:: WORK REQUIRED ::
Beginning with the opening line, restate the following material exactly, up through the line that contains "The extra param".

:: DATA PROVIDED ::
PR #284, opened 2015-10-14
Adds "context refresh" access point

wildwood:
With this, "GET /refresh-contexts" will remove all contexts on the job server (killing all jobs running in those contexts) and re-build the contexts as specified in config.

This provides a quicker development loop for people developing plugins, who need to clear the classpath each time they upload their jar.

I'm not sure how this figures into a RESTful api - other access points may make more sense.

Thanks!

--David from Maana


noorul:
Well, this is not restful, how about PUT /contexts/context-name ?

velvia:
I think the idea was to refresh ALL contexts.   

David, this is what I suggest:

PATCH /contexts?reset=true

It fits in with the existing /contexts routes, and also is a PATCH which implies it makes a change or updates/refreshes… GET requests should be immutable and effect free.  POST is already taken.

The extra param is just because it’s very invasive and you want to be really sure :)

This also opens the door for PATCH /contexts/<context-name> which would just refresh a single context.

noorul:
PATCH is for updating partially not fully. Here we are destroying the context and bringing it up.

velvia:
Yeah PATCH is not exact match, but can’t think of a better one.   There’s also PUT.

I suppose 

POST /contexts?reset=all   or something similar could do the trick.

noorul:
Also we can combine 

DELETE /contexts
POST /contexts/context-name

:: ANSWER AREA ::
PR #284, opened 2015-10-14
Adds "context refresh" access point

wildwood:
With this, "GET /refresh-contexts" will remove all contexts on the job server (killing all jobs running in those contexts) and re-build the contexts as specified in config.

This provides a quicker development loop for people developing plugins, who need to clear the classpath each time they upload their jar.

I'm not sure how this figures into a RESTful api - other access points may make more sense.

Thanks!

--David from Maana


noorul:
Well, this is not restful, how about PUT /contexts/context-name ?

velvia:
I think the idea was to refresh ALL contexts.   

David, this is what I suggest:

PATCH /contexts?reset=true

It fits in with the existing /contexts routes, and also is a PATCH which implies it makes a change or updates/refreshes… GET requests should be immutable and effect free.  POST is already taken.

The extra param is just because it’s very invasive and you want to be really sure :)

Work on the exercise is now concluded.